Issue #2039, opened 2026-04-24
Gateway filtered_push silently strips agent-restricted file edits to deletions instead of rejecting or reverting


jwbron:
## Symptom

When an agent commit modifies a file that lives under an agent-restricted path (e.g., \`.github/\`, \`Makefile\` in some role configs, etc.), the gateway's filtered-push pipeline does NOT reject the push and does NOT revert the file to its baseline content. Instead, it removes the file entirely from the resulting tree — leaving a commit on the shared pipeline branch whose effect is \"delete the restricted file\".

In pipeline \`issue-1973\` implement phase, the coder agent legitimately tried to modify \`.github/workflows/test.yml\` per plan TASK-4-1 (change \`make test PYTEST_ARGS=...\` → \`make test-all PYTEST_ARGS=...\`). The push was accepted; the auto-filter stripped the entire file. The resulting branch commit \`c2897efb6\` carries an \`Auto-Filtered: true\` trailer and a single hunk \`-@@ -1,79 +0,0 @@\` — every line of \`test.yml\` deleted, with no replacement.

If reviewer_contract had not caught this on careful diff review, the resulting PR to \`main\` would have **removed the unit-test CI workflow entirely** (no pytest on PRs, no coverage gate).

## Reproducer

In any pipeline that has a coder/tester/etc. role with \`.github/\` in its restriction patterns:

\`\`\`
$ # Inside the agent sandbox:
$ # Edit .github/workflows/test.yml (legitimately, per plan)
$ git add .github/workflows/test.yml
$ git commit -m \"implement(#X): switch CI to make test-all\"
$ git push origin HEAD:egg/issue-X
$ # Push succeeds. Filter rewrites the commit.
$
$ # On the host:
$ git fetch origin egg/issue-X
$ git show <new-tip> -- .github/workflows/test.yml
$ # Shows full deletion, not the intended single-line change.
$ git show <new-tip> | grep Auto-Filtered
$ # \"Auto-Filtered: true\"
\`\`\`

## Root cause

\`gateway/filtered_push.py:_filter_tree\` (lines 207–208 as of \`origin/main\` HEAD ~ 2026-04-24):

\`\`\`python
# When a blocked path was modified, remove it from the tree:
subprocess.run([\"git\", \"update-index\", \"--force-remove\", blocked_path], ...)
\`\`\`

[...]

PR #2931, opened 2026-06-02
fix(gateway): exempt infra-authored commits from restricted-path block (#2927)

### LINKED ISSUE #2927: Gateway restricted_path_modified blocks a producer's proposal on commits by unregistered/bot authors (mis-attributed as own-authored); producer can't self-recover (#2039)
## Summary

On a sliced / event-pump implement phase, a **producer that completed its tasks cannot land `mcp__brc__propose`** because the gateway's role-based path-ownership check ([#2039](https://github.com/jwbron/egg/issues/2039)) rejects the push with `403 restricted_path_modified` for files the producer never authored.

The blocked files' *latest-touching* commits were made by **unregistered git identities** (the `egg-orchestrator` bot and the `egg-localhost` auto-formatter) that have **no entry in the commit-authorship registry**. Attribution therefore can't classify them as "pulled-from-other-role", so they fall into the **own-authored** bucket and the gateway blocks the push. The producer cannot self-recover, burns the cycle, files an impasse, exits, and the consensus-wrapper restart-loops it.

## Observed (issue-2908-impl2, slice-3, event-pump enabled, 2026-06-01)

- coder completed task-3-1/3-2/3-3 (commits `912e5bb07`, `68913fa69`); local tests green (114/114, 147/147, 11/11, 31/31). Its own commits touch only source files (`orchestrator/consensus_wrapper.py`, `orchestrator/routes/pipelines.py`, `sandbox/egg_agent_tools/handlers/event_prompt.py`).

### Aim of the exercise
Out of the data above, set down the lines from the one with "# Inside the" to the one with "The blocked files'", both included, exactly as written and with no additions.

### Result below
$ # Inside the agent sandbox:
$ # Edit .github/workflows/test.yml (legitimately, per plan)
$ git add .github/workflows/test.yml
$ git commit -m \"implement(#X): switch CI to make test-all\"
$ git push origin HEAD:egg/issue-X
$ # Push succeeds. Filter rewrites the commit.
$
$ # On the host:
$ git fetch origin egg/issue-X
$ git show <new-tip> -- .github/workflows/test.yml
$ # Shows full deletion, not the intended single-line change.
$ git show <new-tip> | grep Auto-Filtered
$ # \"Auto-Filtered: true\"
\`\`\`

## Root cause

\`gateway/filtered_push.py:_filter_tree\` (lines 207–208 as of \`origin/main\` HEAD ~ 2026-04-24):

\`\`\`python
# When a blocked path was modified, remove it from the tree:
subprocess.run([\"git\", \"update-index\", \"--force-remove\", blocked_path], ...)
\`\`\`

[...]

PR #2931, opened 2026-06-02
fix(gateway): exempt infra-authored commits from restricted-path block (#2927)

### LINKED ISSUE #2927: Gateway restricted_path_modified blocks a producer's proposal on commits by unregistered/bot authors (mis-attributed as own-authored); producer can't self-recover (#2039)
## Summary

On a sliced / event-pump implement phase, a **producer that completed its tasks cannot land `mcp__brc__propose`** because the gateway's role-based path-ownership check ([#2039](https://github.com/jwbron/egg/issues/2039)) rejects the push with `403 restricted_path_modified` for files the producer never authored.

The blocked files' *latest-touching* commits were made by **unregistered git identities** (the `egg-orchestrator` bot and the `egg-localhost` auto-formatter) that have **no entry in the commit-authorship registry**. Attribution therefore can't classify them as "pulled-from-other-role", so they fall into the **own-authored** bucket and the gateway blocks the push. The producer cannot self-recover, burns the cycle, files an impasse, exits, and the consensus-wrapper restart-loops it.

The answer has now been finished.